PR #2748, opened 2022-10-21
Use azidentity instead of ADAL

r4f4:
ADAL is being deprecated, so use azidentity with an adapter so the new authentication can work with v1 SDK clients. The only impact for users is to update the environment variables used for certificate authentication, from `AZURE_CERTIFICATE_` to `AZURE_CLIENT_CERTIFICATE_`.

Signed-off-by: Rafael Fonseca <r4f4rfs@gmail.com>

 

 
**What type of PR is this?**
/kind other

**What this PR does / why we need it**: ADAL is being deprecated, so use azidentity with an adapter so the new authentication can work with v1 SDK clients.

Fixes #

**TODOs**:

- [x] squashed commits
- [ ] includes documentation
- [ ] adds unit tests

**Release note**:

```release-note
Replace deprecated ADAL authentication with MSAL.
action required: for users relying on certificate authentication, the environment variables used by the libraries changed from AZURE_CERTIFICATE_ to AZURE_CLIENT_CERTIFICATE_
```


azure/scope/identity.go
```diff
@@ -23,8 +23,11 @@ import (
 
 	aadpodid "github.com/Azure/aad-pod-identity/pkg/apis/aadpodidentity"
 	aadpodv1 "github.com/Azure/aad-pod-identity/pkg/apis/aadpodidentity/v1"
+	"github.com/Azure/azure-sdk-for-go/sdk/azcore"
+	"github.com/Azure/azure-sdk-for-go/sdk/azcore/cloud"
+	"github.com/Azure/azure-sdk-for-go/sdk/azidentity"
 	"github.com/Azure/go-autorest/autorest"
-	"github.com/Azure/go-autorest/autorest/adal"
+	"github.com/jongio/azidext/go/azidext"
```
CecileRobertMichon, line 30: what is this repo? it seems that it's in someone's personal GitHub org?

CecileRobertMichon: should we be following https://github.com/Azure/azure-sdk-for-go/blob/main/sdk/azidentity/MIGRATION.md instead?

r4f4: It's what I did. See the section https://github.com/Azure/azure-sdk-for-go/blob/main/sdk/azidentity/MIGRATION.md#use-azidentity-credentials-with-older-packages where they recommend jongio's repo for getting an adapter so the new authorizer can work with older SDK clients.

CecileRobertMichon: Got it, thanks for clarifying

sonasingh46:
This would be nice to get in. I have mentioned about this in workload identity proposal as a future work -- but prior work is fine.
https://github.com/kubernetes-sigs/cluster-api-provider-azure/pull/2814

With azure workload identity, it seem we have to have use azidentity.

azure/scope/identity.go
```diff
@@ -136,44 +139,50 @@ func (p *ManagedControlPlaneCredentialsProvider) GetAuthorizer(ctx context.Conte
 
 // GetAuthorizer returns an Azure authorizer based on the provided azure identity and cluster metadata.
 func (p *AzureCredentialsProvider) GetAuthorizer(ctx context.Context, resourceManagerEndpoint, activeDirectoryEndpoint string, clusterMeta metav1.ObjectMeta) (autorest.Authorizer, error) {
-	var spt *adal.ServicePrincipalToken
+	var authErr error
+	var cred azcore.TokenCredential
```
sonasingh46, line 143: Any particular reason for declaring these variables explicitly vs using shorthand in the switch case?  

e.g

```
cred, err := azidentity.NewManagedIdentityCredential(&options)
```

azure/scope/identity.go
```diff
@@ -136,44 +139,50 @@ func (p *ManagedControlPlaneCredentialsProvider) GetAuthorizer(ctx context.Conte
...
+		return nil, errors.Errorf("failed to get token from service principal identity: %v", authErr)
+	}
+	authorizer := azidext.NewTokenCredentialAdapter(cred, []string{endpointToScope(resourceManagerEndpoint)})
+	return authorizer, nil
+}
+
+func endpointToScope(endpoint string) string {
+	if len(endpoint) > 0 && endpoint[len(endpoint)-1] != '/' {
+		endpoint += "/"
+	}
```
aramase, line 184: Why is this additional `/` added here? `resourceManagerEndpoint` in the `GetAuthorizer` call should already have the exact url that the token needs to be requested for? FYI, adding an extra slash or removing an existing one can render the token unusable because the resource identifier has to be an exact match.

xref: https://github.com/Azure/azure-workload-identity/blob/main/pkg/proxy/proxy.go#L194-L203

aramase: I was just looking at https://github.com/kubernetes-sigs/cluster-api-provider-azure/pull/2814 and found a ref to this, so figured i'll review it. I didn't mean to lurk 😆

azure/scope/identity.go
r4f4: Yes. If I don't do this then I can't use them on lines https://github.com/kubernetes-sigs/cluster-api-provider-azure/pull/2748/files#diff-b6ab207506064afcbd1d777c1c7296e2953d2653a8843bfb39107af5cf5b0a87R174-R177.

The alternative would be to duplicate those lines in each `case` branch, which I tried to avoid.

azure/scope/identity.go
r4f4: Thanks for the review. I've changed the code to be similar to the one you linked.

sonasingh46:
@r4f4 -- The PR is still titled `WIP`. Do you see any more work that needs to be done? Also, let me know if you need some help on getting this to a merge state. 
Thanks for doing this. It will be really helpful in getting the azwi integration.

azure/scope/identity.go
```diff
@@ -136,44 +140,47 @@ func (p *ManagedControlPlaneCredentialsProvider) GetAuthorizer(ctx context.Conte
...
 		return nil, errors.Errorf("identity type %s not supported", p.Identity.Spec.Type)
 	}
 
-	return autorest.NewBearerAuthorizer(spt), nil
+	if authErr != nil {
+		return nil, errors.Errorf("failed to get token from service principal identity: %v", authErr)
+	}
+	scope := resourceManagerEndpoint
+	if !strings.HasPrefix(scope, "/.default") {
+		scope = scope + "/.default"
```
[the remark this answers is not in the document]
r4f4: Right. I have this fixed locally, just waiting for more changes I need to commit before pushing them all.

sonasingh46:
[1] Re the env variables -- if MSAL uses a different env var name that will mean to communicate this to users to set up a env variable with the new name if a capz version containing this change is used or upgraded to.
I don't think this is something that can be or should be controlled from within capz.  

[2] I do not see ordering as a problem too. 

But it is worth to put these in release note and as well as in PR description. 

@aramase @CecileRobertMichon Any thoughts?

r4f4:
I'll wait for the test results before squashing commits and editing PR description with a release note.

r4f4:
I have also made some changes to the code to support StackCloud after my findings from testing https://github.com/openshift/installer/pull/6003 and added another commit to replace ADAL in the e2e tests which I have previously missed.

aramase:
> [1] Re the env variables -- if MSAL uses a different env var name that will mean to communicate this to users to set up a env variable with the new name if a capz version containing this change is used or upgraded to.
I don't think this is something that can be or should be controlled from within capz.

I haven't looked at the rest of the PR yet or the pkg docs, but this seems to be a breaking change. Can this be handled in CAPZ itself to set the env var `AZURE_CLIENT_CERTIFICATE_` when `AZURE_CERTIFICATE_` is set to ensure backward compatibility? (FYI, I haven't looked at the code yet to see who/where `AZURE_CERTIFICATE_` is being set/used today)

jackfrancis:
@r4f4 @sonasingh46 how far along is this? Should we add to v1.7 milestone (ETA: early Jan)?

Thanks!

r4f4:
> @r4f4 @sonasingh46 how far along is this? Should we add to v1.7 milestone (ETA: early Jan)?

From my side it's ready, unless it's decided I should implement what's suggest in https://github.com/kubernetes-sigs/cluster-api-provider-azure/pull/2748#issuecomment-1329877714. I think early Jan milestone makes sense, since the EOL of ADAL is happening in Dec 31.

r4f4:
Fixed a typo `s/HasPrefix/HasSuffix`

sonasingh46:
@r4f4 - The PR looks good to me. Please rebase it. 

>I haven't looked at the rest of the PR yet or the pkg docs, but this seems to be a breaking change. Can this be handled in CAPZ itself to set the env var AZURE_CLIENT_CERTIFICATE_ when AZURE_CERTIFICATE_ is set to ensure backward compatibility? (FYI, I haven't looked at the code yet to see who/where AZURE_CERTIFICATE_ is being set/used today)


@aramase -- I don't see any such major issue in handling the env vars via capz, just that it looks bit odd and adding to maintenance overhead in capz ( with regard to how the MSAL library will move further ) 
But I also understand the downside, that if we choose to not do via capz, that introduces an extra step while upgrading.  

Also @CecileRobertMichon -- Do you have any thoughts re the env variable part.

r4f4:
Rebased and squashed fixup commits.

go.mod
```diff
@@ -5,8 +5,9 @@ go 1.19
 require (
 	github.com/Azure/aad-pod-identity v1.8.9
 	github.com/Azure/azure-sdk-for-go v67.1.0+incompatible
+	github.com/Azure/azure-sdk-for-go/sdk/azcore v1.0.0
```
sonasingh46, line 8: Hey @r4f4 -- Can we please use v1.2.0 for azcore?

go.mod
```diff
@@ -5,8 +5,9 @@ go 1.19
...
+	github.com/Azure/azure-sdk-for-go/sdk/azidentity v1.0.0
```
sonasingh46, line 9: For azidentity also, please use v1.2.0

sonasingh46:
@r4f4 -- Added one minor comment. Please take a look. Also, let us try to get this PR in next week by discussing about the env variable part.

go.mod
r4f4: Done

go.mod
r4f4: Done

r4f4:
> @r4f4 -- Added one minor comment. Please take a look. Also, let us try to get this PR in next week by discussing about the env variable part.

I've added a commit that sets the new vars in case the old ones are present. I'll be happy to drop it in case we decide that is not what we want to do.

azure/scope/clients.go
```diff
@@ -122,6 +122,16 @@ func (c *AzureClients) setCredentials(subscriptionID, environmentName string) er
...
+
+		// azidentity uses different envvars for certificate authentication
+		// Let's set it according to the envvars used by autorest, in case they are present
+		_, azidSet := os.LookupEnv("AZURE_CLIENT_CERTIFICATE_PATH")
+		path, autorestSet := os.LookupEnv("AZURE_CERTIFICATE_PATH")
+		if !azidSet && autorestSet {
+			os.Setenv("AZURE_CLIENT_CERTIFICATE_PATH", path)
+			os.Setenv("AZURE_CLIENT_CERTIFICATE_PASSWORD", os.Getenv("AZURE_CERTIFICATE_PASSWORD"))
+		}
+
```
sonasingh46, line 134: 1. If we are going to go with this approach, please include a comment on what env var is supported by MSAL vs autorest. 

@CecileRobertMichon -- Thoughts?

r4f4: Done

r4f4:
Rebased and added the comment as requested.

CecileRobertMichon:
Are we keeping the 3 distinct commits intentionally or would it make sense to squash those?

sonasingh46:
I think that should be squashed and @r4f4 kept it for easy reviews. @CecileRobertMichon 

@r4f4 -- Please squash the commits.

r4f4:
Squashed commits.

CecileRobertMichon (commented):
just a minor code cleanup comment from me, otherwise LGTM

test/e2e/common.go
```diff
@@ -192,13 +197,64 @@ func dumpSpecResourcesAndCleanup(ctx context.Context, input cleanupInput) {
 	}
 }
 
+// GetAuthorizer returns an autorest.Authorizer-compatible object from MSAL
+func GetAuthorizer(settings auth.EnvironmentSettings) (autorest.Authorizer, error) {
```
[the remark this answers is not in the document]
r4f4: Done

mboersma (approved):
/lgtm
/approve

CecileRobertMichon:
another flake?

/retest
☆ ☆ ☆ ☆ ☆ ☆ ☆
*Problem*
Return from the data every line that holds "requested".

*Output of the task*
aramase, line 184: Why is this additional `/` added here? `resourceManagerEndpoint` in the `GetAuthorizer` call should already have the exact url that the token needs to be requested for? FYI, adding an extra slash or removing an existing one can render the token unusable because the resource identifier has to be an exact match.
Rebased and added the comment as requested.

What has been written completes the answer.